I won't speak for Ashful but I'm pretty sure he took personal exception to some assertions made by a mod here.

I also miss his contributions here.

Edit: Another thought along these lines - while it may seem silly to use smiley faces, likes, and proper punctuation and such, it does go a long way towards preventing misinterpretation of what is written.  I know I've had trouble getting used to the idea of emoticons but sometimes conveying satire, humor, well-meaning criticism, etc. via written works is challenging.


----------



## Easy Livin’ 3000 (Dec 2, 2020)

semipro said:


> I won't speak for Ashful but I'm pretty sure he took personal exception to some assertions made by a mod here.
> 
> I also miss his contributions here.
> 
> Edit: Another thought along these lines - while it may seem silly to use smiley faces, likes, and proper punctuation and such, it does go a long way towards preventing misinterpretation of what is written.  I know I've had trouble getting used to the idea of emoticons but sometimes conveying satire, humor, well-meaning criticism, etc. via written works is challenging.

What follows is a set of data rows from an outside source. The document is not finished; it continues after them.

PR #437, opened 2024-02-28
fix(lib/txmgr): fix data race in test

Lazar955:
fixes data race by introducing rwlock. Tests ran with:
```go
go test -run TestTxMgrConfirmsMinGasPriceAfterBumping -v -race -count 100 -failfast
```

task: none


lib/txmgr/txmgr_internal_test.go
```diff
@@ -218,6 +218,9 @@ func (b *mockBackend) HeaderByNumber(ctx context.Context, number *big.Int) (*typ
 		num.Set(number)
 	}
 
+	b.g.mu.RLock()
```
corverroos, line 221: prefer to access shared resources through getters, instead of havings user wrangle locks themselves.

```
func (fooer) SetFoo(foo)
f.mu.lock
defer f.mu.unlock
f.foo = foo
}

func (fooer) GetFoo()
f.mu.lock
defer f.mu.unlock
return f.foo
}

```

corverroos (approved):

pavelnikolov (approved):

Any chance you recall the topics/threads that were being discussed?

And I agree, the goofy emoticons etc. help to convey meaning.  That said, I'm a middle aged grown man.  I use them, but it sure makes me feel bad about myself.


----------



## semipro (Dec 2, 2020)

Easy Livin’ 3000 said:


> ...I agree, the goofy emoticons etc. help to convey meaning.  That said, I'm a middle aged grown man.  I use them, but it sure makes me feel bad about myself.


Same here!


----------



## semipro (Dec 2, 2020)

Easy Livin’ 3000 said:


> Any chance you recall the topics/threads that were being discussed?
> 
> And I agree, the goofy emoticons etc. help to convey meaning.  That said, I'm a middle aged grown man.  I use them, but it sure makes me feel bad about myself.


I do know but I'd prefer not to share as it might be used to cast blame.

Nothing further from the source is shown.